According to Boehm and Turner, agile software development require continuous presence of a critical mass of scarce Cockburn Level 2 or 3 experts. In agile projects, it is risky to use non-agile Level 1B people.
Plan-based methods, on the other hand, need a critical mass of scarce Cockburn Level 2 and 3 experts during project definition, but can work with fewer later in the project.
Personnel is scored according the following table (from Boehm and Turner). In this table, agile methods are best suited to left-hand side projects while plan-based methods are best suited to right-hand side projects:
A | % alpha-level programmers (level 2 and 3) | 45 | 50 | 55 | 60 | 65 |
B | % beta-level programmers (level 1a) | 40 | 30 | 20 | 10 | 0 |
O | % gamma-level programmers (level 1b) | 15 | 20 | 25 | 30 | 35 |
SUM: | 1*alpha + 1.2* beta + 1.6* gamma | 118 | 119 | 120 | 121 |
Personnel effects the cost of tasks.
After Port08, we say that
the base of a task is a random variable from 0 to 100. Personnel skill changes this code.
Personnel have different productivity scale given by the COCOMO [Chulani99] dimensions.
vl l n h vh
acap, , 1.42, 1.19, 1.00, 0.85, 0.71 ,
pcap, , 1.34, 1.15, 1.00, 0.88, 0.76,
Assuming that vh,h,n,l,vl represents alpha, alpha, beta, gamma,gamma developers respectively, we can compute the
cost implications of using different kinds of personnel.
This leads to values describing how using beta and gamma programmers slows down task completion: omega = 1.6; beta = 1.22; alpha = 1.
These values are used to adjust the budget available to an iteration as follows:
budget'' = budget'/(1.6*O + 1.22*B + A).where budget' was calculate above and (O,B,A) comes from one column of the above table. That is, less can be completed in each iteration if a team comprises higher numbers of gamma and beta-programmers.
Note that the net effect of all the above is minimal. As shown in the "SUM:" row of the above table, the above calculations lead to adjustment factors ranging from 118 to 121. Hence, for the current study, we do not adjust the personnel.
Agile methods are well matched to small products and teams. Their reliance on tacit knowledge limits scalability. Plan-driven projects, on the other hand, use methods evolved to handle large products and teams that are hard to tailor down to small projects.
Size is measured in terms of number of personnel and has the range 3 (best for agile), 10,30,100, 300 (best for plan-based). The size of a POM2 project is picked at random from this range and the number of tasks is then set to size * 25/10.
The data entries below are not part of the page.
PR #1170, opened 2023-07-17
fix remove stray style on body

marwoodandrew:


assets/ui/components/ArticleBodyHtml.jsx
```diff
@@ -228,7 +228,7 @@ class ArticleBodyHtml extends React.PureComponent {
         return (
             <div
                 ref={this.bodyRef}
-                className='wire-column__preview__text wire-column__preview__text--pre'
+                className='wire-column__preview__text'
```
MarkLark86, line 231: @marwoodandrew What's the issue here? We're still using this with that latest version https://github.com/superdesk/newsroom-core/blob/develop/assets/ui/components/ArticleBodyHtml.jsx#L202

marwoodandrew: The but we're still using the old style definitions, it's messing with the paragraph styling!

MarkLark86 (approved):

PR #1171, opened 2023-07-17
fix logging download endpoints route getting confused by AWS storage folders

marwoodandrew:
The '/' in the media path confused the route so wouldn't match the endpoint

### DIFF
--- a/newsroom/history.py
+++ b/newsroom/history.py
@@ -7,11 +7,12 @@ from bson import ObjectId
 from superdesk import get_resource_service
 from superdesk.resource import not_analyzed, not_enabled
 from superdesk.utc import utcnow
-from flask import json, abort, Blueprint, jsonify, g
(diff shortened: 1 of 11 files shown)


newsroom/history.py
```diff
@@ -111,7 +112,48 @@ def create_media_history_record(self, item, association_name, action, user, sect
...
-    def log_media_download(self, item_id, media_id):
+    def _find_association(self, item, media_id):
+        """
+        Find the matching media association in the item
+        :param item: item object
+        :param media_id: ID of the media
+        :return: tuple (name, association) or a 404
+        """
+        for name, association in (item.get('associations') or {}).items():
+            for rendition in association.get("renditions"):
```
MarkLark86: It's plausible that `renditions` here could not be defined, in which you would get the following exception raised:

```bash
TypeError: 'NoneType' object is not iterable
```

MarkLark86 (approved):

PR #1180, opened 2023-10-13
fix cursor traversal when indexing

marwoodandrew:


MarkLark86 (approved):

MarkLark86:
@petrjasek We should probably port this one to `newsroom-core`. Not only does it add value to re-index from a particular ID (without destroying index), but it also has a performance improvement by not using `cursor.count()` which adds extra mongo queries to each iteration

PR #813, opened 2016-01-08
Remove unused 2011 flex-direction variable

brianium:
I noticed that the variable `value-2011` was unused while studying the source of the `flex-direction` mixin


tysongach:
@brianium Thanks for the PR! We’ve been working on v5.0, which removes this entire feature (flexbox mixins). So I’ll close this for now since it’s going away and not causing a bug.

PR #819, opened 2016-01-20
Add system font stack

tysongach:
I think there are some great use cases for using system fonts. This adds a robust system font stack as a variable.

It was tough to name this one. `$system` would be a terrible name. So I prefixed this with `font-stack-`; I think if we like this approach, then all of these font stack variable should also be prefixed the same way.

More info: https://www.smashingmagazine.com/2015/11/using-system-ui-fonts-practical-guide/

### DIFF
--- a/core/bourbon/addons/_font-stacks.scss
+++ b/core/bourbon/addons/_font-stacks.scss
@@ -6,14 +6,18 @@
 /// @link goo.gl/Cxb26i
 ////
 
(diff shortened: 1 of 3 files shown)


LkeMitchll:
Good idea. I also think using system fonts can be very robust. You could also suggest that this become the default stack for Bitters `$base-font-family`?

Once size is known, we build teams as follows.
Originally, we planned to apply
[Pehharkar07] results who report that the size of software development teams has
(min,mean,sd)=(1,8,20). However this leads to a large number of single-person teams.
We modified that result, slightly.
In consultation with some of our NASA colleagues. POM2 selects team size randomly from the following distribition, until
the total team size exceeds size.
1 ***
3 *********
6 *****************
9 ****************************
12 **********************
15 ******************
18 **************
21 **********
24 ******
27 ***
30 **
33 *
36 *
39 *
42 *
We using the following algorithm:
Size=300*rand()
t=0
while Size > 0
t++
team[t] = max(1, N(8,20))
Size = Size - team[t]
Each team of size team[t] gets allocated team[t]/Size * Tasks of the tasks.